━━━━━ Source records ━━━━━

PR #2637, opened 2025-10-20
Feat/1.5 endpoint setup

ranst91:
In preparation of 1.5. This PR sets the new runtime

### DIFF
--- a/CopilotKit/packages/runtime/src/lib/runtime/copilot-runtime.ts
+++ b/CopilotKit/packages/runtime/src/lib/runtime/copilot-runtime.ts
@@ -377,8 +377,6 @@ export class CopilotRuntime {
     this.params = params;
     this.observability = params?.observability_c;
 
-    console.log(this.runtimeArgs);
-
     this.instance = new CopilotRuntimeVNext(this.runtimeArgs);
   }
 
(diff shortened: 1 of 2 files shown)


CopilotKit/packages/runtime-client-gql/src/client/types.ts
brandonmcconnell, line 71: Should there be a specified type in addition to just the default value for the `type` param?

Something like `type: TextMessageInput["type"] = "TextMessage" as const;`

CopilotKit/packages/runtime/src/lib/integrations/node-express/index.ts
brandonmcconnell, line 14: This looks fine – just making sure we're meaning to use `copilotRuntimeNodeHttpEndpoint` here and not `createCopilotEndpoint` like the others.

I assume this is probably right, since we are setting up the Express endpoint.

brandonmcconnell (approved):
Somehow, this comment didn't make it into my previous review

CopilotKit/packages/runtime-client-gql/src/client/types.ts
brandonmcconnell: Looks like this comment isn't relevant any anymore after your last commit/sync – marking resolved

CopilotKit/packages/runtime/src/lib/integrations/node-express/index.ts
ranst91: copilotRuntimeNodeHttpEndpoint is the one which would use the new endpoint under the hood.
So usually these files do: main func -> createEndpoint
This one does: main func -> some other file main func -> createEndpoint

brandonmcconnell: Makes sense! Good to merge then, I think. I'll resolve this comment.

━━━━━

* **Task to carry out**
Set down the entries verbatim, leaving none out.

* **Written answer**
PR #2637, opened 2025-10-20
Feat/1.5 endpoint setup

ranst91:
In preparation of 1.5. This PR sets the new runtime

### DIFF
--- a/CopilotKit/packages/runtime/src/lib/runtime/copilot-runtime.ts
+++ b/CopilotKit/packages/runtime/src/lib/runtime/copilot-runtime.ts
@@ -377,8 +377,6 @@ export class CopilotRuntime {
     this.params = params;
     this.observability = params?.observability_c;
 
-    console.log(this.runtimeArgs);
-
     this.instance = new CopilotRuntimeVNext(this.runtimeArgs);
   }
 
(diff shortened: 1 of 2 files shown)


CopilotKit/packages/runtime-client-gql/src/client/types.ts
brandonmcconnell, line 71: Should there be a specified type in addition to just the default value for the `type` param?

Something like `type: TextMessageInput["type"] = "TextMessage" as const;`

CopilotKit/packages/runtime/src/lib/integrations/node-express/index.ts
brandonmcconnell, line 14: This looks fine – just making sure we're meaning to use `copilotRuntimeNodeHttpEndpoint` here and not `createCopilotEndpoint` like the others.

I assume this is probably right, since we are setting up the Express endpoint.

brandonmcconnell (approved):
Somehow, this comment didn't make it into my previous review

CopilotKit/packages/runtime-client-gql/src/client/types.ts
brandonmcconnell: Looks like this comment isn't relevant any anymore after your last commit/sync – marking resolved

CopilotKit/packages/runtime/src/lib/integrations/node-express/index.ts
ranst91: copilotRuntimeNodeHttpEndpoint is the one which would use the new endpoint under the hood.
So usually these files do: main func -> createEndpoint
This one does: main func -> some other file main func -> createEndpoint

brandonmcconnell: Makes sense! Good to merge then, I think. I'll resolve this comment.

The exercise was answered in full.